• _Work instructions_
Scan the data below for the string "should". Copy every line where it appears.

Collected data:
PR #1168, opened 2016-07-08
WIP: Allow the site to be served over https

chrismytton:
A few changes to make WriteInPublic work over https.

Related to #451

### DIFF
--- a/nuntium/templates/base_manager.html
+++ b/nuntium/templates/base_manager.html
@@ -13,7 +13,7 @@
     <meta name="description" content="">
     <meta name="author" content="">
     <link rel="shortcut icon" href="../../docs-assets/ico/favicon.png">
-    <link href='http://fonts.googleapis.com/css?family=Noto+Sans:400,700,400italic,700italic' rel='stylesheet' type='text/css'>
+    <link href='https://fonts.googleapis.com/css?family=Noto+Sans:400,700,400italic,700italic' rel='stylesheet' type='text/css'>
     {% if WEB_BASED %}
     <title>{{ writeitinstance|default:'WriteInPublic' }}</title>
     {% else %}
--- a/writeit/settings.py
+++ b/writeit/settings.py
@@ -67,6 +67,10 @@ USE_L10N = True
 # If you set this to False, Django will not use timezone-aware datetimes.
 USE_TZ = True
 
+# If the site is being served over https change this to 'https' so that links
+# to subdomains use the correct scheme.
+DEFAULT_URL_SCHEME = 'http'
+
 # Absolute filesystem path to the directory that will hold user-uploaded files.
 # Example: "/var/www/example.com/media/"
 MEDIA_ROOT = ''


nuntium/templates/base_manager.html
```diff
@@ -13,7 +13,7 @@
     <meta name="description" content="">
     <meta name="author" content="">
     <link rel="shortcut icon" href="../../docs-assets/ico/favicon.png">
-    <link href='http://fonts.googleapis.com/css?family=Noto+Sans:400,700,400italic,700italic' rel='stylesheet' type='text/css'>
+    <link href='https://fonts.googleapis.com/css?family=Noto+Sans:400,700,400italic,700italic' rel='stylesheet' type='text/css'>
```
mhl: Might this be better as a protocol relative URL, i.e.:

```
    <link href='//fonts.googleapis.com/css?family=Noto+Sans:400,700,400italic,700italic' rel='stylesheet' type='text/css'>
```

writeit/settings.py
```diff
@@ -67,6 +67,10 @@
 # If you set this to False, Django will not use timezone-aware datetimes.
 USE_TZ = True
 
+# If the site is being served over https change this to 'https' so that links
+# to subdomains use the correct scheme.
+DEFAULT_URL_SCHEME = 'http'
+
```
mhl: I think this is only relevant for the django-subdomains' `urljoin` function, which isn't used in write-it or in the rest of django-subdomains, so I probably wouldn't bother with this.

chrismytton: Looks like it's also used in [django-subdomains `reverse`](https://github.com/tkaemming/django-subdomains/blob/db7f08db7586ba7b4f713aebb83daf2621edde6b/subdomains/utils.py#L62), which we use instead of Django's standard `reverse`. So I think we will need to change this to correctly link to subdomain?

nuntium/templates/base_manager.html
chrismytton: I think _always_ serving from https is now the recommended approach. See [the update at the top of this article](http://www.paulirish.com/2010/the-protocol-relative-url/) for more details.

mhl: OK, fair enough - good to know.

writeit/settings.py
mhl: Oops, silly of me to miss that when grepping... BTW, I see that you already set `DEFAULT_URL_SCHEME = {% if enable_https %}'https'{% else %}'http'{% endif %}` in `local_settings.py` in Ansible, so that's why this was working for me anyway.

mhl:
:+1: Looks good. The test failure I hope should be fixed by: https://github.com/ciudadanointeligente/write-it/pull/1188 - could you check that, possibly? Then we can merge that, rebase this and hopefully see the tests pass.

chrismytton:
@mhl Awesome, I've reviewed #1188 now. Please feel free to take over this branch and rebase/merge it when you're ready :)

--

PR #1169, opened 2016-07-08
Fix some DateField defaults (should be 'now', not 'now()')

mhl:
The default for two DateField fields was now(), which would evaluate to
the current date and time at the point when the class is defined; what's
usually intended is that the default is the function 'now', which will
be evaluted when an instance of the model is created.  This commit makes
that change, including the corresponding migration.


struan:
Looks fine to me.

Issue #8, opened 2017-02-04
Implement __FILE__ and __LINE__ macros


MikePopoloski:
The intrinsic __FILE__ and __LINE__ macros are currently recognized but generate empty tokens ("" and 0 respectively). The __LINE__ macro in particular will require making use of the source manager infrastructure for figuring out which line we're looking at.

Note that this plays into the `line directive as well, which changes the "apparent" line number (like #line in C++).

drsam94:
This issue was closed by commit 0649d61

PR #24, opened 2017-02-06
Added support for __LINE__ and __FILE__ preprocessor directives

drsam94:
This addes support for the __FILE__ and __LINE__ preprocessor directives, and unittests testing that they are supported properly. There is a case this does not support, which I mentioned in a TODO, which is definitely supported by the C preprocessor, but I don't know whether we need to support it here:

==

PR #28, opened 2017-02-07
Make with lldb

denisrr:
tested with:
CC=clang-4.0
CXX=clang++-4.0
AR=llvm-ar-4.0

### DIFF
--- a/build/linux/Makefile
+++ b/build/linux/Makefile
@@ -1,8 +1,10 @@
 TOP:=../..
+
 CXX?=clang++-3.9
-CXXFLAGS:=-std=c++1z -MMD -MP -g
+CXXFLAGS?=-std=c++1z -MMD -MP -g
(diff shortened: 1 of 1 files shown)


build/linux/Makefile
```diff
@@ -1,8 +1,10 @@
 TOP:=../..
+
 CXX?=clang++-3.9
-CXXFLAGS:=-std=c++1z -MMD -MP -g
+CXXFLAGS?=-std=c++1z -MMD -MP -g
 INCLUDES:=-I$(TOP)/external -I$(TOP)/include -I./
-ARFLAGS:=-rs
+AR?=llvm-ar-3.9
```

• _Task result_
:+1: Looks good. The test failure I hope should be fixed by: https://github.com/ciudadanointeligente/write-it/pull/1188 - could you check that, possibly? Then we can merge that, rebase this and hopefully see the tests pass.
Fix some DateField defaults (should be 'now', not 'now()')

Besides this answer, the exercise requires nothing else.